Molecular Responses to Photodynamic Therapy

Monitoring Molecular Responses to PDT

PDT stimulates the activation of several signaling pathways, amongst which the induction of heat shock proteins (HSPs) constitutes a strong response to the treatment generated reactive oxygen species (ROS)-induced oxidative stress. HSPs belong to a large family of protein chaperones involved in assisting protein folding and unfolding in cells. They are not only constitutively and ubiquitously expressed but are also inducible in response to variety of stressful conditions and are thus commonly referred in the literature as stress proteins. These inducible responses involve transcriptional activation mediated by a transcription factor known as the heat shock factor (HSF), which binds to a specific heat shock element (HSE) in the heat shock gene. Among the stress proteins, the HSP70 family is the most abundant and conserved and has been frequently proposed as a potential biomarker of cellular toxicity.

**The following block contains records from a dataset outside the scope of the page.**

PR #1184, opened 2019-05-12
Don't override existing extras in update_from_dict

konstin:
Previously, update_from_dict would discard existing extras, e.g. 
```
search = Search()
search.update_from_dict({"indices_boost": [{"important-documents": 2}]})
search.update_from_dict({"_source": ["id", "name"]})
```
made `search.to_dict()` equal `{'_source': ['id', 'name']}`. With this change, `indices_boost` is kept in extras together with `_source`.


HonzaKral:

PR #1185, opened 2019-05-14
Fix typos in docstrings

dsanders11:


HonzaKral:
Thank you for the patch, @dsanders11 !

PR #1192, opened 2019-05-16
Drop deprecated DocType

dsanders11:
As mentioned in the docs and the comment in the code, `DocType` is meant to be dropped in 7.0.0, but still exists at the moment.


HonzaKral:
Good catch, thanks for the patch, @dsanders11 !

PR #1197, opened 2019-05-20
Optimistic concurrent control for Document.delete

dsanders11:
Optimistic concurrency is also available with the Delete API. Not sure if it was skipped on purpose or simply an oversight.


HonzaKral:
Definitely an oversight, thank you for the pr, @dsanders11!

PR #1214, opened 2019-06-26
Fixes count cache logic according to 7.x API

3lnc:
ES 7.x API breaks current implementation of count cache for `Search`.

Adds corresponding integration test. Removed unit-test for it — IMO this gives false coverage.


3lnc:
ping @HonzaKral

HonzaKral:
thank you, @3lnc !

PR #1217, opened 2019-07-02
Index.create and IndexTemplate.save returns raw results

3lnc:
- unifies .save and .create to follow overall "proxy methods" interface schema (this also gives ability to easily make async dsl)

Morimoto, R.I., Genes & Development (1998)

In our lab, we have examined the PDT-stress-mediated HSP70 activation and its relation to cellular toxicity in a mouse tumor cell line which was transfected with a plasmid consisting of a fluorescent reporter gene (GFP) under the control of an hsp70 promoter. This allowed us to study the PDT-mediated inducible expression of GFP in living specimens in vitro and in vivo using fluorescence imaging. Our current studies will provide a significant opportunity to determine thresholds for gene induction which can be related to a threshold in PDT generated ROS.

Several recent studies have established that HSPs can play a pivotal role in antitumor immunity in vivo by activating dendritic cells and enhancing host cell infiltration. With this in mind, our present studies are also focussed on using sublethal doses of PDT to activate HSP induction, in a strategy where PDT is not intended to be curative but is used instead to prime a tumor-specific immune response.